PR #1638, opened 2020-12-13
OpenTracing

chrusty:
Since we're looking at tracing it makes sense to do this the proper way: OpenTracing (OpenTelemetry)

- [x] Added an OpenTelemetry package, which exposes a DefaultTracer
- [x] Added a Jaeger implementation which can be used to set the DefaultTracer
- [x] By default the Jaeger implementation will only trace if that decision has already been made, and propagated through contex
- [x] Optional sampling rate
- [x] Added a new Wrapper for OpenTracing which uses the DefaultTracer to instrument RPCs
- [x] Split up the rest of the wrappers into individual files whlie I was in there
- [x] Use profile to set the default OpenTracer where appropriate
- [x] Figure out how to set the initial trace decision in a client (```ext.SamplingPriority.Set(span, 1)```)
- [x] Modify the default server to wrap RPCs with the OpenTracing wrapper
- [x] Hook a parent span into the API handler so any micro API call gets traced (later we can make this a percentage)
- [ ] Include Jaeger in the stack (standalone pod for now is OK)
- [ ] Add configuration for the jaeger address in each env
- [ ] Figure out why context doesn't seem to get passed in early-stage API handling


internal/opentelemetry/http_wrapper.go
```diff
@@ -0,0 +1,36 @@
...
+
+	// Concatenate the operation name:
+	operationName := fmt.Sprintf("API.%s", r.URL.RawPath)
+
+	// Start a span:
+	span, newCtx := opentracing.StartSpanFromContextWithTracer(r.Context(), DefaultOpenTracer, operationName)
+	ext.SamplingPriority.Set(span, 1)
+	defer span.Finish()
+
+	logger.Warnf("OpenTelemetry Wrapping (%s)", reflect.TypeOf(DefaultOpenTracer))
```
chrusty, line 27: @asim Running this wrapper in the micro API, always coming up with the default (NoopTracer), like the profile hasn't set the correct tracer. I'm guessing there is something different with the profile interaction for API.

asim: What is DefaultOpenTracer here? If you're looking at service/debug then it gets initialised at the time of service start.

asim: https://github.com/micro/micro/blob/master/service/debug/debug.go#L15

chrusty: OK I've just taken control of this in the API service now, seems to work.

kunaldawn:
any plans to merge this?

chrusty:
> any plans to merge this?

@kunaldawn yes, hopefully soon!

chrusty:
@kunaldawn please see the new PR for this: https://github.com/micro/micro/pull/1805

----------

» **What the task requires**
Repeat the listing. Keep every character the same.

» **Response**
PR #1638, opened 2020-12-13
OpenTracing

chrusty:
Since we're looking at tracing it makes sense to do this the proper way: OpenTracing (OpenTelemetry)

- [x] Added an OpenTelemetry package, which exposes a DefaultTracer
- [x] Added a Jaeger implementation which can be used to set the DefaultTracer
- [x] By default the Jaeger implementation will only trace if that decision has already been made, and propagated through contex
- [x] Optional sampling rate
- [x] Added a new Wrapper for OpenTracing which uses the DefaultTracer to instrument RPCs
- [x] Split up the rest of the wrappers into individual files whlie I was in there
- [x] Use profile to set the default OpenTracer where appropriate
- [x] Figure out how to set the initial trace decision in a client (```ext.SamplingPriority.Set(span, 1)```)
- [x] Modify the default server to wrap RPCs with the OpenTracing wrapper
- [x] Hook a parent span into the API handler so any micro API call gets traced (later we can make this a percentage)
- [ ] Include Jaeger in the stack (standalone pod for now is OK)
- [ ] Add configuration for the jaeger address in each env
- [ ] Figure out why context doesn't seem to get passed in early-stage API handling


internal/opentelemetry/http_wrapper.go
```diff
@@ -0,0 +1,36 @@
...
+
+	// Concatenate the operation name:
+	operationName := fmt.Sprintf("API.%s", r.URL.RawPath)
+
+	// Start a span:
+	span, newCtx := opentracing.StartSpanFromContextWithTracer(r.Context(), DefaultOpenTracer, operationName)
+	ext.SamplingPriority.Set(span, 1)
+	defer span.Finish()
+
+	logger.Warnf("OpenTelemetry Wrapping (%s)", reflect.TypeOf(DefaultOpenTracer))
```
chrusty, line 27: @asim Running this wrapper in the micro API, always coming up with the default (NoopTracer), like the profile hasn't set the correct tracer. I'm guessing there is something different with the profile interaction for API.

asim: What is DefaultOpenTracer here? If you're looking at service/debug then it gets initialised at the time of service start.

asim: https://github.com/micro/micro/blob/master/service/debug/debug.go#L15

chrusty: OK I've just taken control of this in the API service now, seems to work.

kunaldawn:
any plans to merge this?

chrusty:
> any plans to merge this?

@kunaldawn yes, hopefully soon!

chrusty:
@kunaldawn please see the new PR for this: https://github.com/micro/micro/pull/1805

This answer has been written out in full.